Lloro por la persona que fui y la que soy ahora, y no sé cuál de las dos es mejor y cuál es peor. Lloro por Becky y por cómo le he fallado. Lloro por la madre que debería haber tenido —dulce, bondadosa, mínimamente interesada por mí— y por la herida de haberme visto obligada a cargar con la que en realidad me tocó. Lloro por todos los modos en los que he imitado a la vida y no le he hecho justicia.

Y la escena del funeral... Como dijo Mac, «guau». Me mata. Me deja del todo aniquilada. Solo puedo pensar en que no quiero ir al funeral de Mac. No quiero ver las ensayadas expresiones tristes de los encargados de la funeraria, sombríos y solemnes, pero ansiando en secreto irse a comer unos fish and chips. No quiero ver las horribles cortinas oscilando, muy levemente, en el borde inferior, cuando se cierran, igual que el día del funeral de mi padre. No quiero decirle adiós a Mac, aún no.

Lloro por él y tengo la impresión de nunca voy a parar. James tiene razón, necesito estar preparada, debo dejar que se escape poco a poco el dolor como un ensayo, para acostumbrarme a su sabor, pero confío en estar exagerando.

Hay esperanza, ¿no? Espero que Mac se recupere y que todo salga bien. Mientras me seco las últimas lágrimas con un largo trozo de papel higiénico del lavabo de abajo, me aferro a esa esperanza como un percebe a un barco naufragado. Apago el televisor y subo al dormitorio con paso vacilante, exhausta, diciéndome que Mac tiene que salir de esta, o, si no, ¿para qué ha vuelto a mi vida?

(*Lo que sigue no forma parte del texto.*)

PR #57, opened 2022-02-23
Get the session_properties map to work.

superdupershant:
### Description

Allow session properties to be set as part of the profile configuration

### Checklist
Will update the README and docs in a separate commit.

### DIFF
--- a/.github/workflows/main.yml
+++ b/.github/workflows/main.yml
@@ -63,7 +63,6 @@ jobs:
 
       - name: Install python dependencies
         run: |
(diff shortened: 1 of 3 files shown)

Me despierto a las siete y media al oír sonar el móvil. El corazón me da un brinco en el pecho, se desboca, y sé, por el modo de sonar, por lo temprano de la hora, que el móvil no va a parar.

—¿Sí? —contesto con voz ronza, aterrada.

—Hola, cariño. —Es Fran y su voz suena extraña, como si estuviera a un millón de kilómetros de distancia, en otro continente—. Siento mucho tener que decirle esto, pero me temo que Mac ha muerto.